Prof Matthew Thakur, the founding president of ISORBE, which is based in Philadelphia, USA, also acknowledged the contribution made by the University of Pretoria’s Department of Nuclear Medicine to the radio-labelling of blood cells. He said: ‘I am looking forward to Prof Sathekge’s labelling white blood cells and taking it further to stem-cell labelling using gallium-68 (g-68)’. Prof Sathekge replied that although this would be difficult to achieve, he viewed it as a challenge his Department would be willing to accept.

At its previous conference the ISORBE resolved to continue to hold informative conferences and also to offer courses in the radio-labelling of white blood cells and the labelling of new radio-pharmaceuticals. Another resolution was to increase collaboration between different centres and to revive the writing of position papers on infection imaging.

Who is Mike Sathekge?

Mike Sathekge grew up in Tembisa, east of Johannesburg. He later attended the former Central Secondary State School in Soshanguve, Pretoria, where he matriculated in 1987, achieving the highest marks in the country (99%) in Mathematics. Although he had been accepted to study Mechanical Engineering at the University of Witwatersrand in 1988, his family persuaded him to study medicine and he was subsequently accepted as a student at Medical University of South Africa (MEDUNSA), from where he graduated in 1993.

During his registrar period he received a scholarship to attend the Catholic University in Leuven, Belgium as a research fellow, but later moved to Ghent University, also in Belgium, where he completed his PhD in Nuclear Medicine (specialising in molecular imaging in TB and HIV).

Although he is widely known in international medical circles as a nuclear medicine physician for TB and HIV, he also investigates other therapeutic roles of nuclear medicine.

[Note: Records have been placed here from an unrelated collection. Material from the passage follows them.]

PR #5652, opened 2025-10-10
Fix Crashes: Move large object cacheing off of user defaults to file storage

### LINKED ISSUE #5793: 🐛 Crash: Attempting to store >= '...' bytes of data in CFPreferences/NSUserDefaults on this platform is invalid
### Describe the bug

Hello, RevenueCat SDK has been crashing during configuration on watchOS since version 26.0.1. The crash looks like to occur when user updates their OS: we've received reports from 26.0.1 and 26.1, only for old installations.

Reinstalling the app seems to fix the crash. Getting the crash full stack trace is a bit tricky given the the conditions required to reproduce it.

### Platform

watchOS

### SDK version

5.47.0

### SDK integration method

Swift Package Manager

### StoreKit version

StoreKit 2 (default on versions >=5.0.0)

### OS version

watchOS 26.1

### Xcode version

26.1

### Device and/or simulator

Device

### Environment

Production

### How widespread is the issue

100% of those updating their OS

### Debug logs

```shell
Attempting to store >= 1048576 bytes of data in CFPreferences/NSUserDefaults on this platform is invalid. This is a bug in Sunlitt Watch or a library it uses.
<decode: bad range for [%@] got [offs:516 len:961 within:0]>
```

### Steps to reproduce

This is kinda tricky to replicate. A fresh installation won't trigger the issue, while old installations will after an OS update.

### Other information

```markdown

```

### Additional context

```markdown

```

JZDesign:
### Motivation

We have crashes in tvOS and watchOS due to overloading the user defaults. 

### Description

Converts the storage for all Codable objects from UserDefaults to the cache directory in the file system

resolves #5793

### Checklist

### DIFF
--- a/Tests/UnitTests/Caching/DeviceCacheTests.swift
+++ b/Tests/UnitTests/Caching/DeviceCacheTests.swift
@@ -424,7 +424,7 @@ class DeviceCacheTests: TestCase {
         // Verify that removeObject was called on the file cache with the correct key
         expect(self.mockFileCache.removeInvocations.count) == 1
         let expectedURL = self.mockFileCache.cacheDirectory?
-            .appendingPathComponent("docs–com.revenuecat.data")
+            .appendingPathComponent("docs–RevenueCat")
             .appendingPathComponent("com.revenuecat.userdefaults.offerings.\(appUserID)")
         expect(self.mockFileCache.removeInvocations.first) == expectedURL
     }


Sources/Caching/DeviceCache.swift
```diff
@@ -31,15 +33,19 @@ class DeviceCache {
...
          userDefaults: UserDefaults,
+         fileManager: LargeItemCacheType = FileManager.default,
          offeringsCachedObject: InMemoryCachedObject<Offerings> = .init()) {
         self.offeringsCachedObject = offeringsCachedObject
         self.systemInfo = systemInfo
         self.userDefaults = .init(userDefaults: userDefaults)
         self._cachedAppUserID = .init(userDefaults.string(forKey: CacheKeys.appUserDefaults))
         self._cachedLegacyAppUserID = .init(userDefaults.string(forKey: CacheKeys.legacyGeneratedAppUserDefaults))
+        self.cacheURL = fileManager.createCacheDirectoryIfNeeded(basePath: Self.defaultBasePath)
+        self.largeItemCache = .init(cache: fileManager, basePath: "RevenueCat")
```
facumenzella: this should be `defaultBasePath`

JZDesign: Thank you.

Sources/Misc/Concurrency/SynchronizedLargeItemCache.swift
```diff
@@ -0,0 +1,103 @@
...
+//      https://opensource.org/licenses/MIT
+//
+//  SynchronizedLargeItemCache.swift
+//
+//  Created by Jacob Zivan Rakidzich on 10/9/25.
+
+import Foundation
+
+/// A thread-safe wrapper around `LargeItemCacheType` for synchronized file-based caching operations.
+internal final class SynchronizedLargeItemCache {
```
ajpallares, line 17: Why not make this an `actor`? I understand that it would mean a deeper change, since the `await` calls would cascade up the call chain, but I wonder if we could take the opportunity to use more modern APIs. I mostly worry we could be adding more technical debt that we might need to face in the future (Swift 6)

Sources/Caching/DeviceCache.swift
```diff
@@ -161,8 +179,14 @@ class DeviceCache {
     // MARK: - Offerings
 
     func cachedOfferingsResponseData(appUserID: String) -> Data? {
-        return self.userDefaults.read {
-            $0.data(forKey: CacheKey.offerings(appUserID))
+        guard let cacheURL = self.cacheURL else {
```
ajpallares: I also wonder, for people updating from a prev. SDK version, should we perform some kind of cleanup/migration? 

At a minimum, if we're going to disregard the previous UserDefaults-based cache, should we perhaps cleanup and remove the values for these keys from UserDefaults?

ajpallares (commented):
Indeed, this was long overdue. Thank you for taking care of this!
I have two initial questions

Sources/Misc/Concurrency/SynchronizedLargeItemCache.swift
JZDesign: My concern was primarily cascading await's everywhere and how that may accidentally impact things elsewhere. 

I think it best to isolate the changes so if something goes wrong with either change set, it will be easier to track down the bug. If we did both at the same time, we may think we have a concurrency bug when we have an issue with the cache or visa versa.

Sources/Caching/DeviceCache.swift
JZDesign: Yea, I was thinking about that too… I could throw that in there.

ajpallares: That'd be nice. That said, I'm not sure on what the best approach would be. Probably something worth raising internally to let the rest of the team know. I honestly don't know if just being "aggressive" (e.g. removing the existing cache) is good enough

Sources/Misc/Concurrency/SynchronizedLargeItemCache.swift
ajpallares: > My concern was primarily cascading await's everywhere and how that may accidentally impact things elsewhere

Yeah, this would happen for sure. It is no small change.

> I think it best to isolate the changes so if something goes wrong with either change set, it will be easier to track down the bug. If we did both at the same time, we may think we have a concurrency bug when we have an issue with the cache or visa versa.

This I understand, but I don't think I agree. I don't think migrating `SynchronizedLargeItemCache` would be a cumulative change. It would be rather a rewrite of the class/actor, so it could be argued that if we're going to end up doing it eventually, we probably should do it that way from the beginning, since 2 rewrites is more likely to introduce bugs than only one.

With these things I'm always afraid that we're making ir harder for future us by postponing something we could tackle in the present.

Not a blocker though, as I understand that it would not be a trivial change.

JZDesign: >  if we're going to end up doing it eventually

Let's get others in the conversation and we can determine how soon this is important. I would want to use swift 6.2's approachable concurrency  if we migrate to an actor, and I am not sure if we can do that and have package.swift files for lesser versions of Swift

JZDesign: @facumenzella, @fire-at-will, @MarkVillacampa, & @joshdholtz 

What are your thoughts?

ajpallares: > I would want to use swift 6.2's approachable concurrency if we migrate to an actor, and I am not sure if we can do that and have package.swift files for lesser versions of Swift

I've been thinking a bit lately about this. It seems we're going to need to stuck with Swift 5 for a while. And I agree that it would be ideal to jump directly to Swift 6.2. However, as you say, we can't realistically have implementations work in two different versions of Swift (because that may lead to many potential bugs and behavioral differences), which means that we'll be able to jump to Swift 6 only when we're able to drop Swift 5 support, and I don't see that happening any time soon because we still need to run tests in older versions of Xcode...

JZDesign: Right, which is part of the reason I'm using locks and keeping things out of Swift Concurrency. 

And, in the spirit of Always Be Shipping, I think we should defer moving to Swift Concurrency. Getting this fix out to prevent crashes is good, especially considering what's coming with funnels. The Swift Concurrency change is a bigger risk than moving from UserDefaults to the File System because the async code changes won't be isolated to this one area, it will have to spread. And where it spreads to has to then handle the cases appropriately. 

But the file system change is essentially transparent to consumers of the Device Cache

JZDesign: It is my opinion that refactoring this to Swift Concurrency should be ticketed and worked on independently.

joshdholtz: Oh I am so not qualified for this conversation. I would retreat and say let's just write this in Objective-C

joshdholtz: Okay, I thought about this some more and I think... I agree that not making this an actor makes sense here

But like, I agree because I've had issues with using things at this type of level that are actors in areas that weren't concurrency-ed yet and it felt very backwards. 

Until we have things at a higher level concurrency-ed, I think implementing like this makes sense 🤷‍♂️ 

But also please tell me if I didn't understand this correctly 😅

Sources/Caching/DeviceCache.swift
```diff
@@ -31,15 +33,19 @@ class DeviceCache {
...
     init(systemInfo: SystemInfo,
          userDefaults: UserDefaults,
+         fileManager: LargeItemCacheType = FileManager.default,
          offeringsCachedObject: InMemoryCachedObject<Offerings> = .init()) {
         self.offeringsCachedObject = offeringsCachedObject
         self.systemInfo = systemInfo
         self.userDefaults = .init(userDefaults: userDefaults)
         self._cachedAppUserID = .init(userDefaults.string(forKey: CacheKeys.appUserDefaults))
         self._cachedLegacyAppUserID = .init(userDefaults.string(forKey: CacheKeys.legacyGeneratedAppUserDefaults))
+        self.cacheURL = fileManager.createCacheDirectoryIfNeeded(basePath: Self.defaultBasePath)
```
joshdholtz: So changing this to "cache" is changing the lifespan of this data, right? `UserDeafults` is a forever thing where `createCacheDirectoryIfNeeded` will create this in the cache directory which can be clared by the system.

To make this equivalent, does this need to be in the documents directory? 🤔 

I mean, I know why cache is good because large things but also the offerings cache _is_ kind of important (especially when infra is offline) so it might be good to put it in documents directory? 🤷‍♂️

JZDesign: Yea, that's a fair point. I can update this to use a docs directory so it's truly persistent.

Sources/Misc/Concurrency/SynchronizedLargeItemCache.swift
JZDesign: These are my 2 biggest reasons for being against actors here:

1. Contagion - Needing to update code in various places and guarantee that it works as expected
1. Reentrancy - Actors are not mutexes They are reentrant. So they are prone to edge cases. I would still need to ensure mutual exclusive executions and that is solved by NSLock fairly well.

Those are my reasons, with their powers combined, we have Captain GCD, he's our hero.

joshdholtz: I'm good with the GCD approach 😊 :shipit:

Sources/Caching/DeviceCache.swift
joshdholtz: I think that would make sense! 

cc: @ajpallares because just good to get a CoreSDK review on that too 😊

Sources/Caching/DeviceCache.swift
MarkVillacampa: Just to reiterate on this, are we fine with clearing the offerings and product entitlement mapping cache (as those are the ones I think this PR changes the storage for) for all apps updating to this version of the SDK? do we not want to provide a one-time migration from user defaults to filesystem cache?

Sources/Caching/DeviceCache.swift
ajpallares: Yeah, that's a great point. Ideally the cache should have the same lifespan as before. We just want to change where/how we store it, but not its lifespan I'd say 👍 
Great catch @joshdholtz!

Sources/Caching/DeviceCache.swift
```diff
@@ -55,17 +61,31 @@ class DeviceCache {
...
+               let decoded: Value = try? JSONDecoder.default.decode(jsonData: data, logErrors: true) {
+                value = decoded
+            }
+
             updater(&value)
-            $0.set(codable: value, forKey: key)
+
+            if let data = try? JSONEncoder.default.encode(value: value, logErrors: true) {
+                try? cache.saveData(data, to: fileURL)
+            }
```
ajpallares: This seems like it's code repeated with `SynchronizedLargeItemCache`. Why don't we just use the existing `func set<T: Encodable>(codable value: T, forKey key: DeviceCacheKeyType) -> Bool` in `SynchronizedLargeItemCache`.

Something like this:
```suggestion
        var value = self.largeItemCache.value(forKey: key) ?? defaultValue
        updater(&value)
        self.largeItemCache.set(codable: value, forKey: key)
```

I _think_ it's the same and much simpler. In addition, it allows making the `write` method in `SynchronizedLargeItemCache` just `internal`. 
That said, we'd lose the synchronized write operation that we get with the `write` method, which can be easily solved in other ways.

ajpallares: In addition, I think this 
```swift
func update<Key: DeviceCacheKeyType, Value: Codable>(
        key: Key,
        default defaultValue: Value,
        updater: @Sendable (inout Value) -> Void
    )
```

is not used anywhere. So we can probably just remove it (and then make `write` in `SynchronizedLargeItemCache` `internal`)

Sources/Caching/DeviceCache.swift
```diff
@@ -161,8 +184,20 @@ class DeviceCache {
...
+        guard let cacheURL = self.cacheURL else {
+            return nil
+        }
+
+        let fileURL = cacheURL.appendingPathComponent(CacheKey.offerings(appUserID).rawValue)
+
+        return self.largeItemCache.read { cache, _ in
+            try? cache.loadFile(at: fileURL)
         }
     }
```
ajpallares: I'm thinking we can make this method return a `Offerings.Contents` directly. That way, we can use the `func value<T: Decodable>(forKey key: DeviceCacheKeyType) -> T?` of `SynchronizedLargeItemCache` directly, so we can make the `read` of `SynchronizedLargeItemCache` also internal. It's a nicer API for `DeviceCache`, as it is making sure that the data is always being decoded as `Offerings.Contents`, as `DeviceCache` is responsible already of encoding the `Offerings.Contents` for that same key.

ajpallares (commented):
Some more comments here! 🙏 
Mostly about making the `read` and `write` methods of `SynchronizedLargeItemCache` `internal` implementation details, cleaning up a bit the `DeviceCache` API and removing an unused method.

Sources/Caching/DeviceCache.swift
```diff
@@ -160,10 +160,14 @@ class DeviceCache {
...
-        return self.userDefaults.read {
-            $0.data(forKey: CacheKey.offerings(appUserID))
+    func cachedOfferingsContents(appUserID: String) -> Offerings.Contents? {
+        // Large data used to be stored in the user defaults and resulted in crashes, we need to ensure that
+        // we are cleaning out that data
+        userDefaults.write { defaults in
+            defaults.removeObject(forKey: CacheKey.offerings(appUserID))
         }
+
+        return largeItemCache.value(forKey: CacheKey.offerings(appUserID))
```
ajpallares: Wouldn't this be the same as this?

```suggestion
        return self.value(for: CacheKey.offerings(appUserID))
```
To avoid repeating the exact same code

Sources/Caching/DeviceCache.swift
```diff
@@ -353,13 +353,23 @@ class DeviceCache {
...
     }
 
     var cachedProductEntitlementMapping: ProductEntitlementMapping? {
-        return self.userDefaults.read(Self.productEntitlementMapping)
+        // Large data used to be stored in the user defaults and resulted in crashes, we need to ensure that
+        // we are cleaning out that data
+        userDefaults.write { defaults in
+            defaults.removeObject(forKey: CacheKeys.productEntitlementMapping)
+        }
+        return self.largeItemCache.value(forKey: CacheKeys.productEntitlementMapping)
```
ajpallares: Same thing here
```suggestion
        return self.value(for: CacheKeys.productEntitlementMapping)
```

Sources/Misc/Concurrency/SynchronizedLargeItemCache.swift
```diff
@@ -0,0 +1,103 @@
...
+    private let documentURL: URL?
+
+    init(cache: LargeItemCacheType, basePath: String) {
+        self.cache = cache
+        self.lock = Lock(.nonRecursive)
+        self.documentURL = cache.createDocumentDirectoryIfNeeded(basePath: basePath)
+    }
+
+    /// Performs a synchronized read operation
+    internal func read<T>(_ action: (LargeItemCacheType, URL?) throws -> T) rethrows -> T {
```
ajpallares: Sorry, I said `internal` in my previous comment when I meant `private` (I meant "internal for the `SynchronizedLargeItemCache` 😅 )
```suggestion
    private func read<T>(_ action: (LargeItemCacheType, URL?) throws -> T) rethrows -> T {
```

Sources/Misc/Concurrency/SynchronizedLargeItemCache.swift
```diff
@@ -0,0 +1,103 @@
...
+        return try self.lock.perform {
+            return try action(self.cache, self.documentURL)
+        }
+    }
+
+    /// Performs a synchronized write operation
+    internal func write(_ action: (LargeItemCacheType, URL?) throws -> Void) rethrows {
```
ajpallares: Same here
```suggestion
    private func write(_ action: (LargeItemCacheType, URL?) throws -> Void) rethrows {
```

Sources/Caching/DeviceCache.swift
```diff
@@ -50,22 +56,13 @@ class DeviceCache {
...
-
     func value<Key: DeviceCacheKeyType, Value: Codable>(for key: Key) -> Value? {
-        self.userDefaults.read {
-            $0.value(forKey: key)
+        // Large data used to be stored in the user defaults and resulted in crashes, we need to ensure that
+        // we are cleaning out that data
+        userDefaults.write { defaults in
+            defaults.removeObject(forKey: key)
         }
+        return self.largeItemCache.value(forKey: key)
```
ajpallares, line 65: This means that all cacheable `Codable` objects are always cached in the `largeItemCache`. That is intentional, right? It's an implementation detail of the `DeviceCache`, so it should not affect callers in any way, but I'm afraid this could open up the door for inconsistencies. 
For example, in the `clearCaches` method below, we have

```swift
            // Clear offerings cache.
            self.offeringsCachedObject.clearCache()
            userDefaults.removeObject(forKey: CacheKey.offerings(oldAppUserID))

            // Clear virtual currencies cache
            userDefaults.removeObject(forKey: CacheKey.virtualCurrencies(oldAppUserID))
```

With the new changes, Offerings and VirtualCurrencies, as `Codable` objects, will be cached in the `largeItemCache`, but there we're cleaning them up from `userDefaults` only. Which means that the cache for them is not cleared from the `largeItemCache`.

Am I missing something? If I'm right, then we should ideally have a more robust implementation on this to make sure that the cache used for read, write and clear is always consistent. In addition, we should probably add specific unit tests to grant that we're always calling the right cache in all cases (read, write and clear)

JZDesign: >  but there we're cleaning them up from userDefaults only

The final line of clearCaches is cleaning up the `largeItemCache`

ajpallares: > The final line of clearCaches is cleaning up the largeItemCache

Oh, yes. You are totally right. I missed that line 🤦‍♂️ 

In addition, I assumed that all `Codable` objects were now being stored in the `largeItemCache`. That includes VirtualCurrencies and CustomerInfo, which could potentially be "large" as well (we could address that in a separate PR, because in general, I agree that Offerings is usually the largest of all).

Sorry about the confusions 🙏

Sources/Caching/DeviceCache.swift
```diff
@@ -50,22 +56,13 @@ class DeviceCache {
...
-        updater: @Sendable (inout Value) -> Void
-    ) {
-        self.userDefaults.write {
-            var value: Value = $0.value(forKey: key) ?? defaultValue
-            updater(&value)
-            $0.set(codable: value, forKey: key)
-        }
-    }
-
     func value<Key: DeviceCacheKeyType, Value: Codable>(for key: Key) -> Value? {
```
ajpallares: This one can now be `private` I think. This way we remove the temptation of calling it directly from outside the `DeviceCache`

Sources/Caching/DeviceCache.swift
ajpallares, line 91: To prevent future us from having the same confusion I had in my previous comment, I'd add an explanatory comment here saying that although Offerings cache now lives in the `largeItemCache`, we remove it from `userDefaults` to clear any pre-existing data before the migration to `largeItemCache` (something in that line, ideally better put 😅)

Sources/Misc/Concurrency/SynchronizedLargeItemCache.swift
```diff
@@ -0,0 +1,101 @@
...
+        }
+    }
+
+    /// Remove a cached item
+    func removeObject(forKey key: DeviceCacheKeyType) {
+        guard let documentURL = self.documentURL else {
+            return
+        }
+
+        let fileURL = documentURL.appendingPathComponent(key.rawValue)
```
ajpallares: Small nit: I feel like we're repeating 
```swift
let fileURL = documentURL.appendingPathComponent(key.rawValue)
```

too much. Maybe we can centralize in a method to make sure we're always using the same strategy to obtain the `fileURL` for a specific `DeviceCacheKeyType`. Something like

```swift
func getFileUrl(for key: DeviceCacheKeyType) -> URL? {
  return self.documentURL?.appendingPathComponent(key.rawValue)
}
```

We can decide when to log the `Logger.error("Cache URL is not available")` depending on the caller's site

Tests/UnitTests/Caching/DeviceCacheTests.swift
ajpallares, line 1: I think we're missing some tests:
* For `clearCaches`, to sure that the Offerings cache is removed from the file cache with the right key
* For `cachedOfferingsContents`:
  * To make sure we're removing the old user defaults cache with the right key
  * To make sure that we're returning the same OfferingsContents as the ones saved (similar to the existing `testCacheProductEntitlementMapping()`)
  * Even more importantly: to make sure that we're never saving `Offerings` into User Defaults anymore (I know that doesn't happen now, but I want to cover us from making that mistake in the future)

ajpallares (commented):
Some (I think final) comments. Sorry about the confusion on my previous review, my mistake.
Also, sorry I'm asking you to add more tests. But this feels to me like a crucial part of the SDK and we want to close the doors of eventually messing this up 🙏

ajpallares (approved):
Amazing! Thank you for all the fixes and all the iterations! 🙌 
Great job on this!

He has pioneered a special new procedure to remove cancerous liver tumours without surgery in South Africa. This procedure, known as Selective Internal Radiation Therapy (SIRT), uses the SIR-spheres’ microspheres (yttrium-90 resin microspheres) as an innovative form of internal radiotherapy for removing liver cancers. The yttrium-90 resin microspheres are inserted through the hepatic artery that feeds the vessel of the tumour. This goes directly to the affected area and dissolves or reduces the size of the cancerous tumour without damaging the tissue surrounding the liver. This form of liver radiotherapy has been used successfully in the treatment of patients with different forms of inoperable liver tumours. Recently peptide radionuclide therapy for the treatment of neuro-endocrine tumours has also been introduced in South Africa and Africa.

Prof Sathekge started his career as Head of the Department of Nuclear Medicine at MEDUNSA and was appointed in the same position at the University of Pretoria in 2005.

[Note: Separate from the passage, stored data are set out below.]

PR #5653, opened 2025-10-10
Add DEVELOPMENT file

facumenzella:
### Motivation
Have a document in the repository that describes the basics for the Tuist workspace

### Description
- Introduce file with examples


Contributing/DEVELOPMENT.md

He is married to Dr Rachel Sathekge, an orthodontist. The couple has two sons.

 Prof Sathekge with a patient in the Single-photon emission computed tomography (SPECT/CT) Room, which is a nuclear medicine tomographic device used to detect various diseases in their early stages.

 Local and international delagates attending the 16th Conference of the International Society of Radiolabelled Blood Elements (ISORBE), hosted by the University of Pretoria.